Zahlen bitte: Entwicklung der Menge der Filme im offiziellen Berlinale-Programm seit 2013 | Grafik: filmanzeiger |
Aber wenn die Zahl der Programmeinträge nun plötzlich erheblich schrumpft und gleichzeitig die Zahl der Einreichungen wächst (über 8.000 für 2024), stellt sich am Ende eben doch die Frage, ob die überschaubare Auswahl noch ausreicht, um einen halbwegs brauchbaren Eindruck vom Status quo filmkünstlerischen Schaffens im Frühjahr eines Filmjahres zu vermitteln. In anderen Worten: Welche Relevanz hat das noch, was wir jetzt im Programm vorfinden?
Mariette Rissenbeek und Carlo Chatrian kann es jetzt eigentlich egal sein (auch wenn es ihnen wahrscheinlich nicht egal sein wird). Sie durchleben die letzten Tage und Wochen ihrer Arbeitsverträge mit der Bundesrepublik Deutschland. Sie müssen nun gute Miene spielen und am Roten Teppich für schöne Fotomomente sorgen.
Ihre Nachfolgerin ist es, die sich schon jetzt schon sorgen sollte. Und sie darf sich diese Sorgen quasi allein machen, denn dank Claudia Roth ist Tricia Tuttle die neue alleinige Intendantin, und die Berlinale kehrt ab April 2024 zurück ins Intendantenmodell à la Kosslick, de Hadeln und Co.
Rückschritt als Fortschritt – die Dialektik der Claudia R.
Tricia Tuttles Sorgenliste
Zu Tuttles Sorgenliste gehört neben der wirtschaftlichen Krise eine weitere Verschlimmerung der Kinosituation. Das Siechtum des Gewerbegebiets Potsdamer Platz setzt sich Ende 2024 fort, wenn Kino Arsenal, Kinemathek und DFFB das sog. Filmhaus verlassen.
Das Arsenal wird dann bis zur Fertigstellung seines neuen Quartiers in Wedding heimatlos sein, und das Forum wie auch der European Film Market somit eine weitere Spielstätte verlieren. Sicher ist ebenso, dass auch das Kino International, eine der wichtigsten (und größten Spielstätten) des Festivals, fehlen wird. Es schließt für eine Grundsanierung und dürfte wohl erst irgendwann 2026 wieder öffnen.

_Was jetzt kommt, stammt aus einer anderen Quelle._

PR #103, opened 2026-06-09
feat: pass issuerText to parkingTickets for custom headers

nina-dk:
[Task](https://partners.flarmio.com/admin/dev/quickord/tasks?savedView=6a0d8b33cdba6716a23271b8&task=6a1eda6a1426408ace6f8cca)

### DIFF
--- a/src/modules/printer.ts
+++ b/src/modules/printer.ts
@@ -838,6 +838,7 @@ export const parkingTicket = async (
       req.body.phone,
       req.body.date,
       req.body.entryTime,
+      req.body.issuerText || '',
       //  req.body.operatingHours,
       req.body.lang || 'el'
     );
@@ -875,6 +876,7 @@ const printParkingTicket = async (
   phone: string,
   date: string,
   entryTime: string,
+  issuerText: string = '',
   // operatingHours: string,
   lang: SupportedLanguages = 'el'
 ) => {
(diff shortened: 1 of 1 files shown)


src/modules/printer.ts
```diff
@@ -917,11 +919,15 @@ const printParkingTicket = async (
         printer.println('PARKING TICKET');
         drawLine2(printer);
         printer.bold(false);
-        printer.bold(true);
-        printer.println(venueName);
-        printer.bold(false);
-        printer.println(address);
-        printer.println(phone);
+        if (issuerText) {
+          await readMarkdown(issuerText, printer, 'center', settings, true);
```
Knorcedger, line 923: Non-blocking nit: `readMarkdown` terminates its final text segment with `printer.print()` (no newline) when `issuerText` does not end in `\n`, whereas the old `else` branch ended with `printer.println(phone)`. The very next call here is `drawLine2(printer)`, so a single-line `issuerText` (e.g. `"My Parking Co"`) would get the divider glued onto the same physical line: `MY PARKING CO------...`. The else branch doesn't have this problem because it ends on a `println`.

This is the same latent asymmetry that already exists in `venueData`, so it's consistent with current code — but worth either documenting that `issuerText` must end in a newline, or adding a `printer.newLine()` after the `readMarkdown` call to make the layout robust to single-line headers.

Knorcedger (approved):
Approving. Clean, minimal change that correctly mirrors the existing `issuerText` pattern from `venueData` (common.ts:1010): the new `printParkingTicket` param is appended before `lang`, and the single call site is updated in the right order. Signature, defaulting (`= ''`), and the `req.body.issuerText || ''` guard all line up. `printParkingTicket` has only this one caller, and `readMarkdown(issuerText, printer, 'center', settings, true)` matches the helper signature.

One non-blocking nit left inline about line termination.

PR #104, opened 2026-06-10
feat: remove unused vulnerable axios version

nina-dk:
[Task](https://partners.flarmio.com/admin/dev/all/tasks?savedView=6a0d8b33cdba6716a23271b8&task=6a296704b1d01dc9db9a7d67)


Knorcedger (approved):
Approve ✅

Verified `axios` is unused anywhere in `src/`, `scripts/`, and the root config. The only real code reference was the `package.json` declaration itself. Outbound HTTP in the app is done via `curl`/`exec` (`autoupdate.ts`, `api.ts`) and global `fetch`, none of which touch axios, so removal is safe at runtime and for the auto-update flow.

Lockfile is consistent: axios's private subtree (`follow-redirects`, `form-data`, `combined-stream`, `asynckit`, `delayed-stream`, `es-set-tostringtag`, `has-tostringtag`, `proxy-from-env`) is removed with no remaining references in the new lockfile, and `mime-types` is correctly retained for `express`. No other package versions changed; version file bumped correctly.

One non-blocking nit: the lockfile also drops `"peer": true` from 7 unrelated dev-dep nodes (babel/jest/typescript/etc.), which looks like npm-version regeneration churn rather than an intended change. Harmless, but consider regenerating with the team's standard npm to keep future diffs clean.

Note: this was a read-only review; I did not run `npm ci`, build, or typecheck. Recommend a quick `npm ci && npx tsc --noEmit` as a final local gate before merge.

PR #105, opened 2026-06-12
fix: get edit status from lastEditStatus flag first; add scripts to f…

nina-dk:
…ind greek charset/codepage combo on new printers

[task](https://partners.flarmio.com/admin/dev/all/tasks?savedView=6a0d8b33cdba6716a23271b8&task=6a2c010970ceb4409b67a9c7)

### DIFF
--- a/scripts/greek-scan.js
+++ b/scripts/greek-scan.js
@@ -1,0 +1,93 @@
+// Greek codepage scanner for Aclas PP7X (and similar ESC/POS printers)
+// Node.js version - no PowerShell needed. Sends raw bytes to the printer over TCP 9100.
+//
+// Usage:
+//   node scripts/greek-scan.js                 (uses default IP below)
+//   node scripts/greek-scan.js 192.168.88.5    (pass a different IP)
+//   node scripts/greek-scan.js 192.168.88.5 255   (also raise MaxN if 63 finds nothing)
+//
+// Read the printed receipt: find the line where the Greek sample (ΑΒΓΔΕ αβγδε)
+// prints CORRECTLY. The number on that line is the value to use.
+//   - "t=NN" lines  -> use that NN as the `codePage` (ESC t n) value
+//   - the section header tells you which `characterSet` (encoding) matches
+
+import net from 'net';
+import iconv from 'iconv-lite'; // ships with node-thermal-printer
+
+const IP = process.argv[2] || '192.168.1.130';
+const PORT = 9100;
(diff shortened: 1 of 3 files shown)


Knorcedger (changes requested):
I found one blocking issue before this can be approved.

Blocking:
- `src/modules/printer.ts:2931`: `getEditStatus` says it prefers `lastEditStatus` and falls back to `updateStatus`, but it only returns actionable statuses (`NEW`, `UPDATED`, `TRANSFERRED`). If `lastEditStatus` is present as `UNCHANGED` or `INITIAL`, the helper skips it and falls back to `updateStatus`. That can still print/label an item as `NEW` or `UPDATED` based on stale `updateStatus`, which is exactly the class of bug this PR is meant to avoid. The effective status should likely be `product.lastEditStatus ?? product.updateStatus`, then the callers can decide whether to print/filter for `NEW`/`UPDATED`/`TRANSFERRED`.

Non-blocking notes:
- The new scanner scripts are useful, but `scripts/greek-scan.js` imports `iconv-lite` without the repo declaring it directly in `package.json`; it may work because of a transitive dependency, but a direct dependency or a note about using the app install context would make this less fragile.
- The JS and PowerShell scripts use different default printer IPs (`192.168.1.130` vs `192.168.88.5`). If intentional, fine; otherwise it is worth aligning them to reduce operator mistakes.

Suggested focused check:
- Add or manually verify an edited order product where `lastEditStatus: 'UNCHANGED'` and `updateStatus: 'NEW' | 'UPDATED'`. It should not pass the edit-print filter or show NEW/UPDATED labels if `lastEditStatus` is the authoritative effective flag.

Knorcedger (approved):
Follow-up after clarification: fallback to `updateStatus` is intentional for compatibility, and the payload lifecycle should not produce a product where `lastEditStatus` is `UNCHANGED` while `updateStatus` carries a newer actionable change.

Approved. The implementation matches the task: edit-print filtering, labels, and quantity-diff logic now use the effective edit status with `lastEditStatus` preferred and `updateStatus` retained as fallback.

Non-blocking notes from the first pass still stand, but they should not block merge:
- `scripts/greek-scan.js` relies on `iconv-lite`, which is currently available transitively through `node-thermal-printer`; declaring it directly would make the helper script less fragile.
- The JS and PowerShell scanner scripts use different default IPs. Fine if intentional, otherwise worth aligning later.

PR #106, opened 2026-06-15
feat: new setting to print menu categories on order & make categories…

nina-dk:
… bold

[Task](https://partners.flarmio.com/admin/dev/all/tasks?savedView=6a0d8b33cdba6716a23271b8&task=6a2a7812f01cd33a7b5505f0)


Knorcedger (changes requested):
Requesting changes on one behavior issue before merge.

**Finding (medium): category header can show a category this printer is not configured to print**

In `src/modules/printer.ts` around the new grouping loop (`order.categoriesOrder.forEach(...)`, lines ~3544-3556), products are grouped under the first matching category from the full menu order, but the loop does not re-check the printer's `categoriesToPrint` allow-list.

Example: a product belongs to `[DRINKS, PROMO]`, and this kitchen printer is configured with `categoriesToPrint = [DRINKS]`. The product passes the earlier product filter because it has `DRINKS`. But if `PROMO` appears before `DRINKS` in `categoriesOrder`, it will print under a `PROMO` header, even though this station is explicitly not configured for that category.

Suggested fix: when `categoriesToPrint` is set, restrict category headers/grouping to allowed category ids, so the item prints under its first allowed category, or falls into `OTHER` only when none of its categories are allowed/in the order list.

Notes:
- I did not run builds/tests, per review policy.
- The rest of the implementation looks sound: flat fallback is guarded, `categoriesOrder` is optional, legacy settings default safely, and the render refactor preserves the per-product print behavior.
- Suggested regression test: multi-category product `[DRINKS, PROMO]`, printer `categoriesToPrint=[DRINKS]`, `categoriesOrder=[PROMO, DRINKS]`, expect it not to print under `PROMO`.

Knorcedger (approved):
Re-reviewed after `c5c4d0d`.

The previous blocker is resolved: grouping now skips category headers that are not allowed by this printer's `categoriesToPrint`, so multi-category products won't print under an excluded station/category header.

I also checked production data for the related question: there *are* products with more than one category, but it is rare (9 products across 6 menus, max 2 categories per product). So the edge case can happen in practice, and this guard is worth keeping.

No further blocking findings from this pass. I did not run builds/tests per review policy.

PR #108, opened 2026-06-24
fix: ping socket client-side to detect zombie sockets on PS side

nina-dk:
[Task](https://partners.flarmio.com/admin/dev/all/tasks?savedView=6a0d8b33cdba6716a23271b8&task=6a3b88ddaa0536ee99b56090)


Knorcedger (approved):

I ran `/code-review` read-only against the PR and cross-checked the socket heartbeat behavior against the backend pattern. No blocking issues found.

Non-blocking notes:
- `src/modules/wsClient.ts:49`: comment says backend heartbeat is 25s, but backend appears to use 50s. Behavior is still fine because 20s < backend interval, but the comment should be corrected to avoid future confusion.
- `src/modules/wsClient.ts:454-457`: the missed-pong `terminate()` branch relies on the async `close` handler to clear the interval. Benign, but clearing `heartbeatTimer` before `sock.terminate()` would match the backend's more defensive pattern.

Good to merge from my side.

Die Zukunft des Centers im Gewerbegebiet, laut Werbebanner auch mit irgendwas mit Kino – irgendwann | (c) Foto: filmanzeiger |
Angeblich soll im ehemaligen Sony-Center wieder ein Kino entstehen, dort fand sich mit dem Cinestar bis 2019 eine der wichtigsten Spielstätten des Festivals. Doch ob dann (irgendwann) im selben Umfang wie früher Platz zur Verfügung steht – unklar. Beschaut man sich, was aus der ehemals ebenfalls zentralen Spielstätte CinemaxX am Potsdamer Platz geworden ist, sind Zweifel angebracht: Während einer mehrjährigen Sanierung sind dort nahezu alle Kinosäle de facto kastriert und teilweise um die Hälfte ihrer Plätze reduziert worden.
Zum Finden verdammt
Die neue Chefin des größten Publikumsfilmfestivals der Welt steht also vor gleich drei riesigen Suchbewegungen: Sie muss Filme finden (oder Leute, die Filme finden), die das endlich wieder steigende filmkünstlerische Niveau der Berlinale weiter heben. Sie muss neue Kinos finden, um die Identität des Publikumsfestivals Berlinale weiterhin mit Leben füllen zu können. Und sie muss Geld finden, um das alles zu bezahlen. Im Grunde ein unmöglicher Job, den Tricia Tuttle im April antreten wird.
Immerhin: Die Wahrscheinlichkeit ist hoch, dass Claudia Roth zur Berlinale 2026 nicht mehr als Kulturstaatsministerin dient. Aber wird Tricia Tuttle dann noch Intendantin sein? Oder wirft sie Claudia Roth die Brocken vorher wieder vor die Füße?